Managing your online footprint
Digital Footprint

Ever stop and think about where all that stuff you posted back in your Bebo days went? Me neither.

Did you know that the World Wide Web was invented by Tim Berners-Lee in 1989? Initially it was very much a one-way communication method, with a high level of coding expertise required to create and upload content. Fast forward to the noughties and it had evolved into a two-way free for all. The age of citizen journalism was born!

The introduction of the current heavyweight platforms of social media – Facebook in 2004, Twitter in 2006 and Instagram in 2010 – saw the world (and its mother) publishing pictures of their lattes, checking in for pre-holiday airport pints and, of course, sharing their opinions.

So so many opinions. Good ones. Bad ones. Helpful ones. Hateful ones. Not to mention those that come back and bite you in the ass…

Case in point this week in Irish politics when Senator Lorraine Clifford-Lee, a Fianna Fáil politician, found her digital footprint hadn’t only caught up with her, but pretty much squashed her underneath.
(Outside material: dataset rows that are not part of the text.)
PR #1819, opened 2024-11-17
perf: Unregister the topology domain when failing NodeClaim creation

jonathan-innis:
Fixes #N/A 

**Description**

Unregister the topology domain when failing to create a NodeClaim so that we don't hold topology domains around for hostname. Prior to this change, we weren't removing a mock domain that we would create for a topology on NewNodeClaim(). As a result, we would continually expand the number of hostname domains, making hostnmae topology spread and hostname anti-affinity way more inefficient than it should have.

### Before

__Example: Debug Image showing ~53,000 domains after only a few seconds iterating in the scheduling loop__

Screenshot 2024-11-16 at 5 12 51 PM

### After

__Example: Debug Image showing only a single domain after only a few seconds iterating in the scheduling loop__

Screenshot 2024-11-16 at 5 17 01 PM

`make presubmit`

### DIFF
--- a/pkg/controllers/provisioning/scheduling/nodeclaim.go
+++ b/pkg/controllers/provisioning/scheduling/nodeclaim.go
@@ -39,6 +39,7 @@ type NodeClaim struct {
 	topology        *Topology
 	hostPortUsage   *scheduling.HostPortUsage
 	daemonResources v1.ResourceList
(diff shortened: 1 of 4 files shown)


jmdeal (commented):
/lgtm

PR #1820, opened 2024-11-17
perf: Improve TopologyGroup node domain iteration

jonathan-innis:
Fixes #N/A 

**Description**

This change updates our iteration over domains for TSC, affinity, and anti-affinity. Often, we have cases where we have available domains across the cluster, but those domains aren't available for the node we are currently on. This is specifically true with hostname requirements where there is only one option that the node can carry. 

Rather than looping through all domain options and adding those as possibilities when they were never really possible because the node doesn't support it, this change adds an optimization to only loop through the available node domains if it's shorter than all available domains. 

For hostname, this turns our O(node) operation into an O(1) operation to validate whether the pod can fit on the node. 

### Before

Screenshot 2024-11-16 at 11 05 06 PM

### After

Screenshot 2024-11-17 at 12 38 48 AM

### DIFF
--- a/pkg/controllers/provisioning/scheduling/topologygroup.go
+++ b/pkg/controllers/provisioning/scheduling/topologygroup.go
@@ -268,9 +268,8 @@ func (t *TopologyGroup) nextDomainAffinity(pod *v1.Pod, podDomains *scheduling.R
 		return options
 	}
 
-	// If pod is self-selecting and no pod has been scheduled yet OR there is another pod that has scheduled but it's
-	// incompatible with our podDomains, we can pick a domain at random to bootstrap scheduling
-	// This also requires that there not already be some other domain where this a pod in this topology has scheduled
+	// If pod is self-selecting and no pod has been scheduled yet OR the pods that have scheduled are
+	// incompatible with our podDomains, we can pick a domain at random to bootstrap scheduling.
 	if t.selects(pod) && (len(t.domains) == len(t.emptyDomains) || !t.anyCompatiblePodDomain(podDomains)) {
 		// First try to find a domain that is within the intersection of pod/node domains. In the case of an in-flight node
 		// this causes us to pick the domain that the existing in-flight node is already in if possible instead of picking
--- a/pkg/controllers/provisioning/scheduling/topologygroup.go
+++ b/pkg/controllers/provisioning/scheduling/topologygroup.go
@@ -99,7 +99,7 @@ func (t *TopologyGroup) Get(pod *v1.Pod, podDomains, nodeDomains *scheduling.Req
 	case TopologyTypePodAffinity:
 		return t.nextDomainAffinity(pod, podDomains, nodeDomains)
 	case TopologyTypePodAntiAffinity:
-		return t.nextDomainAntiAffinity(podDomains)
+		return t.nextDomainAntiAffinity(podDomains, nodeDomains)
 	default:
 		panic(fmt.Sprintf("Unrecognized topology group type: %s", t.Type))
 	}
@@ -128,7 +128,6 @@ func (t *TopologyGroup) Register(domains ...string) {
 	}
 }
 
-// Unregister removes the topology group from being aware of the domain
 func (t *TopologyGroup) Unregister(domains ...string) {
 	for _, domain := range domains {
 		delete(t.domains, domain)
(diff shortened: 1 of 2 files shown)


pkg/controllers/provisioning/scheduling/topologygroup.go
```diff
@@ -224,17 +243,34 @@ func (t *TopologyGroup) domainMinCount(domains *scheduling.Requirement) int32 {
...
+	if options.Len() != 0 {
+		return options
+	}
 
-	// If pod is self selecting and no pod has been scheduled yet, we can pick a domain at random to bootstrap scheduling
-
-	if options.Len() == 0 && t.selects(pod) {
+	// If pod is self-selecting and no pod has been scheduled yet, we can pick a domain at random to bootstrap scheduling
+	// This also requires that there not already be some other domain where this a pod in this topology has scheduled
+	if t.selects(pod) && len(t.domains) == len(t.emptyDomains) {
```
jmdeal, line 273: Just making sure I understand this change: previously, we may have chosen to "bootstrap" a node for a pod with self-affinity if there were no compatible domains with the pod for the affinity term. However, there may have been a pod scheduled in the topology group, and it's domain was just incompatible with this pod's requirements. In this case, previously Karpenter would have created a new node in a compatible domain, but with this change Karpenter would fail to schedule the pod. Are we sure this change matches `kube-scheduler's` behavior? I thought a pod w/ affinty could schedule to a separate domain if the only domain in it's topology group with a matching pod isn't compatible.

pkg/controllers/provisioning/scheduling/topologygroup.go
```diff
@@ -172,25 +171,45 @@ func (t *TopologyGroup) Hash() uint64 {
...
-			// 'existing matching num' + 'if self-match (1 or 0)' - 'global min matching num' <= 'maxSkew'
-			count := t.domains[domain]
-			if selfSelecting {
-				count++
+
+	// If we are explicitly selecting on specific node domains ("In" requirement) and the number of node domains
+	// is less than our total domains, this is going to be more efficient to iterate through
+	// This is particularly useful when considering the hostname topology key that can have a
+	// lot of t.domains but only a single nodeDomain
+	if nodeDomains.Operator() == v1.NodeSelectorOpIn && nodeDomains.Len() < len(t.domains) {
```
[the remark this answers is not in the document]
jonathan-innis: Ah, you're saying because we calculate available domains at the beginning based on the possibilities on the nodepool that this is moot -- think I agree

pkg/controllers/provisioning/scheduling/topologygroup.go
jmdeal: Discussed offline, there are two actual issues:

We need to iterate over all domains in the topology group, not just node domains. If there is a pod in the topology group in a domain which is compatible with this pod's requirements, we should consider that an option. This is currently missed by only iterating over node domains, since it may be in a domain incompatible with the node. 

Additionally, if there are no options available, we don't want to necessarily short-circuit just because `len(t.domains) == len(t.emptyDomains)`. If there is a pod in the topology group that is **not** compatible with the pod's requirements, it should not be considered.

jonathan-innis: Fixed this by validating if there is a compatible domain that has a pod -- this would prevent us from generating a value for this node and scheduling the pod to the current node.

pkg/controllers/provisioning/scheduling/topologygroup.go
```diff
@@ -224,17 +243,35 @@ func (t *TopologyGroup) domainMinCount(domains *scheduling.Requirement) int32 {
...
+	if options.Len() != 0 {
+		return options
+	}
 
-	// If pod is self selecting and no pod has been scheduled yet, we can pick a domain at random to bootstrap scheduling
-
-	if options.Len() == 0 && t.selects(pod) {
+	// If pod is self-selecting and no pod has been scheduled yet OR there is another pod that has scheduled but it's
+	// incompatible with our podDomains, we can pick a domain at random to bootstrap scheduling
+	// This also requires that there not already be some other domain where this a pod in this topology has scheduled
```
jmdeal, line 273: nit: I think this is a little bit clearer, the last sentence is redundant I think and multiple pods could be scheduled.
```suggestion
	// If pod is self-selecting and no pod has been scheduled yet OR the pods that have scheduled are
	// incompatible with our podDomains, we can pick a domain at random to bootstrap scheduling.
```

jmdeal (commented):
One non-blocking nit, I'll approve with a hold.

The Senator had a number of historic tweets raked up and leaked to the press…an unfortunate coincidence perhaps with the fact she is currently contenting a by-election in Dublin Fingal for a Dáil seat.

Lorraine Clifford Lee

Senator Clifford-Lee made the unfortunate decision to publish a number of tweets in 2011 and 2012 using derogatory terms like ‘Pikey’, ‘Knacker’ and ‘sluts’ to describe things she disapproved of, like Cheryl Cole’s hair extensions…

The tweets were wrong then, they’re wrong now, and there’s no condoning it. Senator Lorraine Clifford-Lee is not the first person in the public eye to suffer because of her digital footprint, and she certainly won’t be the last.
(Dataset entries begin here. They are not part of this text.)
PR #1822, opened 2024-11-17
perf: Don't reparse selector on each toplogy select check

jonathan-innis:
Fixes #N/A 

**Description**

Don't reparse the selector on the TopologyGroup each time we validate whether a pod matches a selector. The call to `metav1.LabelSelectorAsSelector` causes a regex parse of the selector which is expensive to compute during the scheduling loop

### Flame Graph

Screenshot 2024-11-17 at 1 17 53 PM

`make presubmit`


njtran (commented):
/lgtm
/approve

PR #1925, opened 2025-01-22
BREAKING: Allow custom condition reasons to be returned from Create

jonathan-innis:
Fixes #N/A 

**Description**

This change allows CloudProviders to not just affect the condition message when the Create returns an error but also to affect the condition reason. 

This change is a breaking change since any CloudProvider that uses the CreateError type now needs to specify a "reason" value with the CreateError or will get errors when trying to assign the reason to the Launched status condition.

### Motivation

We were already supporting adding a custom error message but we'd like to start allowing classification of "error codes" back from CloudProviders but specifying well-structured custom reasons. We may be able to build on this for metrics and when considering things like #1910 which may propagate similar information down into the degraded condition based on the failure code that NodeClaims are indicating (and whether they succeeded/failed to launch or not -- imagine differentiating a user-induced error vs. something that failed on the service-side)

### DIFF
--- a/pkg/cloudprovider/types.go
+++ b/pkg/cloudprovider/types.go
@@ -388,12 +388,14 @@ func IsNodeClassNotReadyError(err error) bool {
 // CreateError is an error type returned by CloudProviders when instance creation fails
 type CreateError struct {
 	error
+	ConditionReason  string
 	ConditionMessage string
 }
 
-func NewCreateError(err error, message string) *CreateError {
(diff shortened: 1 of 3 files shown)


enxebre:
Is there a motivational use case / provider consumption driving this change we can link/articulate in the PR desc so is clear for folks with less context why the additional flexibility is desired?

jmdeal (commented):
/lgtm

As a world we are constantly being educated and, subsequently, developing. What may have been acceptable language and behaviour in by-gone years, is often not acceptable now. As we understand the offence that certain words or actions may bestow on our fellow peoplekind, there is an expectation that we no longer adopt such traits. This is particularly true of the young and educated.

That’s what makes Senator Clifford-Lee’s tweets so newsworthy. She should have known better.

That said, the internet has changed dramatically over the last ten years, as has our understanding of how it works. Think back to 2010 when Simon Coveney tweeted on the then Taoiseach, Brian Cowen, who was giving a Morning Ireland interview, saying he sounded “somewhere between drunk and hungover” on the program….

Digital Footprint
#ouch

The now infamous tweet led to ‘Garglegate’ and the eventual demise of Cowen’s career. Would Simon really have made that comment if there was a microphone in front of him? If he was speaking to a journalist or on the Six O’Clock News? I think not.

I think Simon Coveney, like so many other people back in the ‘early days’ of social media, simply forgot he was publishing his opinion to the world. Just like Senator Lorraine Clifford-Lee forgot.

It is a fact that publishing online carries the same legal responsibility as publishing on any other platform. The informal nature of social media can often distract us from this reality and lull us into a false sense of security.

Content we publish online is accountable by the same laws of libel, defamation, slander, copyright, etc., as any other publisher. It doesn’t matter if it’s published on a private or business page, it’s still liable. The increasing number of legal cases originating from social media platforms is testament to this new digital age reality.

So how many of us really stop to think about that?

When you’re sitting at home on the couch, phone in hand, publishing your opinions to the world. If someone took a fancy to forensically examine your digital footprint would you be confident that you would emerge unblemished?

If not, it may be a good time to start hitting the delete button.